↓↓↓

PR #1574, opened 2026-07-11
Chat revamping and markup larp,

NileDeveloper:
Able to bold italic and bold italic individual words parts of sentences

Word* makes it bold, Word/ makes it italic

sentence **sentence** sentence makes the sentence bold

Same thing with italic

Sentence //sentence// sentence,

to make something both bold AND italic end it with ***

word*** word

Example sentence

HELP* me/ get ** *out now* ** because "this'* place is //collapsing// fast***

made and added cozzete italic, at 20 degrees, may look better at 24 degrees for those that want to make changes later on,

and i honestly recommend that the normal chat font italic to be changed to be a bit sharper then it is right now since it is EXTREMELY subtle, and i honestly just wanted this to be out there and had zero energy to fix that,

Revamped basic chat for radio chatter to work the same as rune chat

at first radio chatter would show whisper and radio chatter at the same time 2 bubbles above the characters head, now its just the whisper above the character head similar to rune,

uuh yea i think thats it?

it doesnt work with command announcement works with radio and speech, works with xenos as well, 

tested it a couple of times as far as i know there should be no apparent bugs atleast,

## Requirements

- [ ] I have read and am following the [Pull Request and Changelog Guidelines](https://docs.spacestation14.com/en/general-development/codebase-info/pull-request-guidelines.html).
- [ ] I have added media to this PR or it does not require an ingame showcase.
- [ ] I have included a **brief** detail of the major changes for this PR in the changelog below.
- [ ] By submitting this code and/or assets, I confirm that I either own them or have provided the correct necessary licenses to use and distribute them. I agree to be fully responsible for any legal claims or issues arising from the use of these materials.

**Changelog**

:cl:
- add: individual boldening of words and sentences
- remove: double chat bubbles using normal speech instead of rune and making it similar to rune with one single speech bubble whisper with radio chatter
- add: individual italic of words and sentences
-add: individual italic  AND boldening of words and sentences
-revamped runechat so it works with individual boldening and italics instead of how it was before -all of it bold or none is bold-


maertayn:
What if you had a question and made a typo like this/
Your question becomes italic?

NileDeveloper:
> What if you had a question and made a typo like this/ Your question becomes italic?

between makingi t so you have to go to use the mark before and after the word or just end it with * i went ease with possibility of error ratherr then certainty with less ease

↑↑↑
↓↓↓

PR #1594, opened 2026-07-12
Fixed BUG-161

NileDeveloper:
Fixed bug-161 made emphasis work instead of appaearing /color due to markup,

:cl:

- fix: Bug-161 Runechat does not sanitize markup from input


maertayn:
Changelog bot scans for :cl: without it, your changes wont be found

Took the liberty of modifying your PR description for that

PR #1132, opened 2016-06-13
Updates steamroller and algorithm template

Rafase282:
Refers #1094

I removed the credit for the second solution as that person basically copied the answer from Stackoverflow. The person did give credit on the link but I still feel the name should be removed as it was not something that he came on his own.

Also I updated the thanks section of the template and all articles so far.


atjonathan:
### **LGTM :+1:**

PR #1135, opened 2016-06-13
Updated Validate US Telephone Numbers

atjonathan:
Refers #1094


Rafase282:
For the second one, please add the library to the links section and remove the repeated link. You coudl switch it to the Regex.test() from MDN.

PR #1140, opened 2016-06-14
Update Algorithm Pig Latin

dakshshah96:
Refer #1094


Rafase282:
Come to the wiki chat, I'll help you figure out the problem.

↑↑↑

** Instructions to follow **
Working through the records, find each line containing the word "markup" and copy it.

** Worked solution **
Chat revamping and markup larp,
Fixed bug-161 made emphasis work instead of appaearing /color due to markup,
- fix: Bug-161 Runechat does not sanitize markup from input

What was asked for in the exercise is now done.